One of the top three reasons that Baldrige Examiners give for the incredible amount of time that they volunteer to our program is the ability to provide service to their country.  So, it should come as no great surprise that numerous members of our community also participate in the Carey Awards as examiners, judges and presenters at the Symposium.  This year's cycle of awards is just getting ready to kickoff and the folks at the VA are always looking for experienced examiners to supplement their internal resources.  If you are an experienced examiner at either the national or state level, live in the DC area, or have an employer who would be willing to fund travel expenses associated with this ongoing professional development (unfortunately the VA cannot cover costs for training or consensus, both of which take place in the DC area, but they do cover travel for site visits), and have not gotten your fill of writing feedback reports, contact Diane Burton at diane.burton [at] va.gov (diane[dot]burton[at]va[dot]gov) and she can give you more details.  

Helping those who provide services to our war veterans "deliver ever increasing value" . . . hard to think of anything more rewarding than that. 

About the author

Christine Schaefer

Christine Schaefer is a longtime staff member of the Baldrige Performance Excellence Program (BPEP).
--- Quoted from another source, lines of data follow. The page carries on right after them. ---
PR #798, opened 2019-08-01
Version cadet

martin-henz:
fixes wrong version in js console startup message


src/utils/constants.ts
```diff
@@ -3,7 +3,7 @@ import * as dotenv from 'dotenv';
 dotenv.config();
 
 export const LUMINUS_CLIENT_ID = process.env.REACT_APP_LUMINUS_CLIENT_ID;
-export const VERSION = process.env.REACT_APP_VERSION;
+export const SOURCE_ACADEMY_VERSION = 'Cadet';
```
geshuming: Why are we replacing this with a constant? The log will read "Source Academy Cadet", which sounds weird.

martin-henz: "Cadet" is the name of the version. We could also write "Source Academy 3". 

The "Contributors" page currently says:

This page includes all developers who contributed to the Source Academy Cadet (2018), ...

Her work has focused on producing BPEP publications and communications. She also has been highly involved in the Baldrige Award process, Baldrige examiner training, and other offerings of the program.
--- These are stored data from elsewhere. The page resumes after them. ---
Issue #607, opened 2019-06-20
Consolidate buttons as a prop to be passed down from workspace


geshuming:
[Right now, the control bar props is getting crowded with button-related props.](https://github.com/source-academy/cadet-frontend/blob/master/src/components/workspace/ControlBar.tsx#L30-L70)

Suggestion: Pass down buttons as a single prop. The workspace component will determine what type of buttons are required depending on the location (assessment, grading, playground), and pass down the required buttons.

For example, an assessment workspace will pass down `Run`, `Save`, `Reset` buttons, and playground workspace only pass down the `Run` button, and all the other buttons.

PR #801, opened 2019-08-01
Mission Autograder UI improvements, tests, run-all functionality

Aulud:
## Mission Autograder UI improvements, tests, run-all functionality
Summary: Improve the UI, UX and reliability of the Mission Autograder in assessment and grading environments.

### Changelog
- Enforce minimum width for Mission Autograder tab to ensure sufficient display area
- Reduce vertical footprint of Testcase and Autograder cards in the Mission Autograder
- Enable clicking on Testcase cards to run the testcase itself
- Add headers to Testcases and Autograder Results when a non-zero number of testcases or autograder results are rendered
- **EXPERIMENTAL**: Enable Mission Autograder to render `<canvas>` elements (containing WebGL graphics e.g. runes, curves) for testcases
   - Caveat: testcases for runes should be written as `show(<function call to compose rune>);` and those for curves should be written as `display_curve(<function call to compose curve>);`
- Pipe interpreter errors that arise during testcase execution through to 'Actual result' cell
- Remove redundant code from `EVAL_TESTCASE_SUCCESS` reducer since `consoleLogs` are not rendered in the 'Actual result' cell
- Enable 'Run' button in assessments (all users)/submissions (graders) to run all available testcases when the Mission Autograder is the active side-content tab
    - Caveat: the testcases will only run if the evaluation of the editor program succeeds without errors - this allows users to still interrupt execution of the editor program, whilst preventing common errors (e.g. syntax errors) from being replicated across all the testcases
- Add new `RESET_TESTCASE` action to clear testcase data (`results` and `errors`) prior to execution
- Reinstate `sideContentActiveTab` in IWorkspaceState, `UPDATE_ACTIVE_TAB` action, reducer and `handleActiveTabChange` handler

### Bugfixes
- Fix incorrect type of `result` in `ITestcase` interface
- Fix re-executing a testcase not re-applying the CSS fade animation
- Fix bug where the result 0 (number) renders `No Answer` in the 'Actual result' cell

### Mocks and Tests
- Add sample testcases to mock submission
- Add snapshot and DOM rendering tests for Mission Autograder component and sub-components
- Add tests for executing run-all testcase funtionality with the Autograder

#### Before (testcases section)
testcases-old

#### Before (autograder results section)
autograder-old

#### After
testcases-autograder-new

#### Feature demonstration (GIF)
mission-autograder-demo

Last updated 2 Aug 2019, 01:30AM


alcen:
I like the interface changes! One question though, why is the side content tabs handled by Redux again? Is there no way to keep it within React for the "Run All Tests" functionality

geshuming:
There are some ways but i suggested reverting to redux for now as it is slightly easier to handle considering how most of the logic is in redux anyway

alcen:
> There are some ways but i suggested reverting to redux for now as it is slightly easier to handle considering how most of the logic is in redux anyway

Ah, I see, but I feel that it isn't really necessary to do so just to change the "Run" action when the Autograder tab is loaded. What if I want to run it without the tests? There is not much indication that "Run" does different things when I am on different tabs

I suggest we handle this completely in React? We could pass down a function to the `SideContentTabs` to set the state of `GradingWorkspace` when the new tab is `SideContentType.autograder`, which would change the Run button. Or have another button for "Run All Tests"?

What do you think?

martin-henz:
> Or have another button for "Run All Tests"?

That sounds good.

Is the alternative to use the old "Run" button in order to run all tests? That wouldn't seem quite right.

blackening:
> Is the alternative to use the old "Run" button in order to run all tests? That wouldn't seem quite right.

It's contextual. Only does so when you have the tests panel open, otherwise runs normally. 

The default tab is the question description, which doesn't run tests.

This behavior should be rather intuitive to learn.

Aulud:
> > There are some ways but i suggested reverting to redux for now as it is slightly easier to handle considering how most of the logic is in redux anyway
> 
> Ah, I see, but I feel that it isn't really necessary to do so just to change the "Run" action when the Autograder tab is loaded. What if I want to run it without the tests? There is not much indication that "Run" does different things when I am on different tabs
> 
> I suggest we handle this completely in React? We could pass down a function to the `SideContentTabs` to set the state of `GradingWorkspace` when the new tab is `SideContentType.autograder`, which would change the Run button. Or have another button for "Run All Tests"?
> 
> What do you think?

The reason why I did not implement it as a standalone 'Run All Tests' button was to avoid the scenario where the editor's program itself contained errors. Attempting to run all testcases then would then replicate the same error across every testcase (dumping them to the REPL as multiple entries). The alternative here would be to wait for the result of each testcase before proceeding to the next, terminating execution of any subsequent testcases if one fails (a la Kattis style).

Regarding the run-all functionality, there were two ways I envisioned this was possible:

(1) Store the state of the side content tab in the relevant `IWorkspaceState` as `sideContentActiveTab` - this allows middleware (e.g. the Redux saga) to be able to retrieve the side-content tab ID (a string enum of type `SideContentType`) and branch actions accordingly - this has the side-effect of being easier to test and enabling other conditional logic depending on which tab is active. Note that rendering of the tabs is still handled by the Blueprint 3 `<Tabs>` component, and this `sideContentActiveTab` attribute is not mapped from the `IWorkspaceState` to the `IWorkspaceProps`. In effect, the `sideContentActiveTab` acts as a 'cache' for the current state of the active tab in each workspace, that is updated by dispatching the `UPDATE_ACTIVE_TAB` action. Additionally, the ability to run-all works with the `Shift-Enter` key combination for 'Run' without additional modification. The drawback is that it adds more attributes to the Redux store. This is how it is currently implemented, and the branching behaviour is tested for in the saga.

(2) Create a different action with accompanying action creator, reducer and saga to handle 'Run All', e.g. `EVAL_EDITOR_AND_TESTCASES`, and then trigger it from the 'Run All' button in the `<ControlBar>` component. This requires the `<ControlBar>` to receive an additional (probably optional) prop `activeTab` and a handler `updateLocalActiveTab` from its parent `<Workspace>` which will be read and invoked from within the control bar for conditional rendering of 'Run All'. This 'Run All' will only render when the `activeTab` prop exists (we set it in the `AssessmentWorkspace` and `GradingWorkspace`) and is equal to `SideContentType.autograder`. The advantage of this approach is that it cleans up the Redux store, and allows different workspaces to implement rendering of additional buttons on an as-needed basis. However, this needs to be handled carefully for each workspace and prevents any middleware from reading the current active tab. It would also complicate testing in that I would have to additionally deeply mount an entire `<Workspace>` component for each workspace that implements 'Run All', in order to trigger event handlers to assert the 'Run All' button indeed exists in the expected conditions.

@geshuming, @alcen, @blackening and @martin-henz: Any opinions regarding the above two options?

@alcen Regarding the change made to use the `SideContentType` enum instead of raw strings (for indexing the tabs) - I used this so we can collate all the equivalent `SideContent` types into `states.ts`. This allows us to change the id of all similar tabs (e.g. 'Grading' tab in `AssessmentWorkspace` and `GradingWorkspace`) centrally if needed in the future. Any feedback regarding this?

alcen:
I like the `SideContentType` change, it should make the tabs easier to reference and make the tab IDs more consistent across the board

But I still feel that we don't need to cache the active tab state in Redux. This may complicate matters as there are now multiple ways to carry out tab changing effects, through Saga and React. I feel it is more straightforward to set the state of the parent when the tabs are switched to "Autograder", to allow for side effects like changing of CSS styles

Regarding the second way you mentioned, we don't have to do this if we put the "Run All" button in the Autograder tab right? I don't think there is a need for it to exist on the control bar.

I think it will make much more sense to create another action for it as it is fundamentally different from the editor "Run" action. Since the "Run All" is only found in the tab, there won't be issues of the button polluting other components and we can ensure that this action is only available when the active tab is "Autograder". The "Run All" would function exactly the same as how the "Run" would function now (with the tab set to "Autograder")

blackening:
> Regarding the second way you mentioned, we don't have to do this if we put the "Run All" button in the Autograder tab right? I don't think there is a need for it to exist on the control bar.

> I think it will make much more sense to create another action for it as it is fundamentally different from the editor "Run" action. Since the "Run All" is only found in the tab, there won't be issues of the button polluting other components and we can ensure that this action is only available when the active tab is "Autograder". The "Run All" would function exactly the same as how the "Run" would function now (with the tab set to "Autograder")

This particular use case is for graders. When grading, we do some quick edits to minor errors, then we need to check if all the tests pass or not. Having to click is not really fun. Run has a default keyboard shortcut. Don't really think we should add another shortcut for run-all.

An example use case for this is where i go prune the student's unnecessary code and ensure its still working.

Aulud:
> But I still feel that we don't need to cache the active tab state in Redux. This may complicate matters as there are now multiple ways to carry out tab changing effects, through Saga and React. I feel it is more straightforward to set the state of the parent when the tabs are switched to "Autograder", to allow for side effects like changing of CSS styles

I assume by _tab-changing effects_ that it refers to conditional actions that are executed based on the current active tab?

She is a Phi Beta Kappa graduate of the University of Virginia, where she was an Echols Scholar and a double major, receiving highest distinction for her thesis in the interdisciplinary Political & Social Thought Program. She also has a master's degree from Georgetown University, where her studies and thesis focused on social and public policy issues. 

When not working, she sits in traffic in one of the most congested regions of the country, receives consolation from her rescued beagles, writes poetry, practices hot yoga, and tries to cultivate a foundation for three kids to direct their own lifelong learning (and to PLEASE STOP YELLING at each other—after all, we'll never end wars if we can't even make peace at home!).

Related posts

Happy Holidays 2023

We wish everyone a peaceful holiday season--and look forward to launching the 2024 Baldrige Award process next month!

Comments

Just so you know, the COO for the entire VA healthcare system is Bill Schoenhard. In his previous life he was the Executive VP for SSM healthcare, the first Baldrige winner in the healthcare category. So it is no surprisev that the VA sees the benefit of the criteria.
The U.S. Senate Productivity and Quality Award for Virginia has been accepting award applications from District of Columbia organizations for at least five years. In 2009 the Veteran Affairs Medical Center-Washington, D.C. received the Senate Medallion of Excellence, our top recognition level.
Dean and Bob Sounds like there is lots of good cross-fertilization between Baldrige and Carey. The idea of organizations taking the base Baldrige Criteria and approach and adapting it to their unique needs seems to work really well. I wrote about how the business schools who accredit through ACBSP had done a really nice job with adapting for business programs. Hopefully the Carey work can become a model for other government agencies.